All my extra money is going into my horse !! But I enjoy it very much.. Good luck


----------



## acorn92x (9 January 2015)

All of the above advice is very good. 

With regards to shoeing them, a lot of the decision on whether to shoe/not is based on the condition and confirmation of the animals hooves, as well as what you intend to do with him/her. If the horse is slightly flat footed etc, it is highly likely they will do better with shoes. I would also look at the terrain where you live. Are there lots of stony paths? What are your fields like? If there are lots of stones or the terrain is uneven or tricky, the horse might be better with shoes as stones can make some barefoot horses a little footsore. Bear in mind the cost of shoes vary greatly throughout the country. In the South East where I live, the cost of a full set of shoes is between £65-£75 so this is a lot of money every 6-8 weeks! That's not factoring in additional costs should the horse pull a shoe etc either! 

Welsh Cobs are hardy animals so don't need to be rugged up to the eyeballs. How you rug the animal, again, depends on it's lifestyle and how you choose to keep it, EG: Will it live out 24/7 or just during the day etc? I would personally have rugs that I would put on it if it were to rain. This would purely be for convenience as I do not have the time to sluce mud off, and dry a wet horse when I want to ride. This aside, Welsh cobs are more than capable of living out 24/7 without a rug, providing the animal is not clipped, has access to natural shelter and good quality forage (But that also applies to a huge number of horses - whatever did we do in the days before rugs etc?!). 

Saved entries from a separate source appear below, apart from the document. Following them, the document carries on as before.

Issue #1338, opened 2019-09-21
String conversions for h5py 3.0


takluyver:
@tacaswell, @aragilar and myself sat down yesterday to discuss how various string-like types should be mapped between Python and HDF5. We have decided we do want to make some changes for h5py 3.0. This will inevitably break some code using h5py, but we think it will create a more consistent API, which is also a better fit with Python 3's separation of bytes & str.

We have divided the rules into three kinds of conversion:

```python
# 1. Writing to an existing dataset
f['data'][:10] = obj
# Also applies to creating datasets with data and a specified dtype
f.create_dataset('data', dtype=x, data=obj)

# 2. Creating a new dataset without a specified dtype
f['data'] = obj
f.create_dataset('data', data=obj)

# 3. Reading data
obj = f['data'][:]
```

We aim to ensure that `f['data2'] = f['data1'][:]` will always create the new dataset with the same data type as the copied one. We believe the rules below preserve this - please comment if you notice a case we've missed.

## 1. Writing to existing datasets

Everything rejects numpy U dtypes (UTF-32 fixed width), as in h5py 2.x, because there is no equivalent HDF5 type.

### fixed-width ascii

- accept bytes
- accept str and encode to ascii, error on invalid ascii
  - If you need to write non-ascii data, encode it first and pass bytes
- check that it will fit in width, raise if not
 
### fixed width utf-8
 - accept bytes, just check length
 - accept str, encode to utf-8

### variable width ascii
 - accept any bytes (except NULL)
 - accept str, encode to ascii, error on non-ascii
 
### variable length utf-8
- accept any bytes (except NULL)
- accept str, encode to utf-8

### Opaque
- accept bytes, np.void()
- reject str

## 2. Creating datasets

- numpy object/string array with 'tagged' dtype -> follow the tag
  - tagged means a dtype with string metadata created by h5py to indicate
    string charset & width
- numpy string array not tagged -> fixed width ascii
- numpy object array of bytes not tagged -> void opaque **(see discussion in comments)**
  - List of bytes -> opaque
- numpy object array of str not tagged -> variable length utf-8
  - list of str -> variable length utf-8
- numpy void array -> opaque
- numpy array of U type -> raise

## 3. Reading data

- ASCII Fixed -> numpy 'S' (tagged with ASCII encoding)
- UTF-8 Fixed -> numpy 'S' (tagged with UTF-8 encoding)
[...]

PR #1535, opened 2020-04-19
Make creating a new dataset from strings/bytes more consistent

takluyver:
This aims to make h5py's behaviour more consistent when you create a new dataset/attribute from string objects, without specifying a dtype, e.g. `f['a'] = x`:

1. A list of strings/bytes should result in the same datatype as a single object. Previously, a single string/bytes object was stored as a variable-length HDF5 string, a list of bytes was stored as fixed length, and a list of str was rejected. Now, they all result in variable-length strings in the file.
2. Treat numpy arrays with an `object` dtype but no h5py tag like lists/tuples. I've referred to these in the code as 'object collections' - as distinct from arrays where the dtype tells us what to do.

On a side note, if this is your first horse, whether you choose to go DIY or whether you want someone to do literally everything for your horse and you just turn up and ride (Full livery), I would advise that you keep the horse on a good, reputable livery yard, with a knowledgeable yard manager who you can go to for advice if you need it. There is no substitute for good advice from a person who knows what they are talking about! 

Whatever you choose to do though, best of luck! I hope you have many years of fun and happiness with your new friend


----------



## Louiseandmaddie (9 January 2015)

acorn92x said:



			All of the above advice is very good. 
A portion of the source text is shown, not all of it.